PPC
How to Measure Content Marketing ROI (The Right Way)
When it comes to marketing, there is no doubt that content is king. But according to a recent Parse.ly study, 53% of organizations’ revenue goals are not tied to content. This is a major pitfall. If you don’t know how your content is impacting your bottom line, how can you know what’s worth your money and what’s not?
Although many believe that calculating the return on investment (ROI) of content marketing is a mystery that remains largely unsolved, this simply isn’t true. Your content efforts are highly attributable, but there are some mistakes to avoid.
So in this post, I’m going to provide everything you need to get the most accurate picture of your performance.
Table of contents
What is content marketing ROI?
Content marketing ROI is the revenue gained from content marketing as a percentage of the amount you spent on it.
Some might say there is more to it than calculating how much revenue it brought in, and I agree in part. But if we are being serious, all the metrics in marketing are aimed at the same central goal: driving revenue.
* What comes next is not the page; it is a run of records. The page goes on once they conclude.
PR #473, opened 2026-04-29
feat: add unpacked floats

bollu:
This PR adds support for unpacked floating point numbers,
which represent a nonzero rational number as two bitvectors,
the exponent and the significand.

If a content marketing campaign drives traffic, engagement, and awareness, it’s still a failure if it doesn’t positively impact your bottom line.
Take this Google Data Studio dashboard, for example:
Data Studio is an invaluable marketing tool, and the metrics it shows are noticeable content marketing gains, but they don’t tell a complete story. You need to understand how much money and effort went into the campaign to see if your hard work has brought about any reward. Otherwise, you can’t know what’s worth reproducing and scaling.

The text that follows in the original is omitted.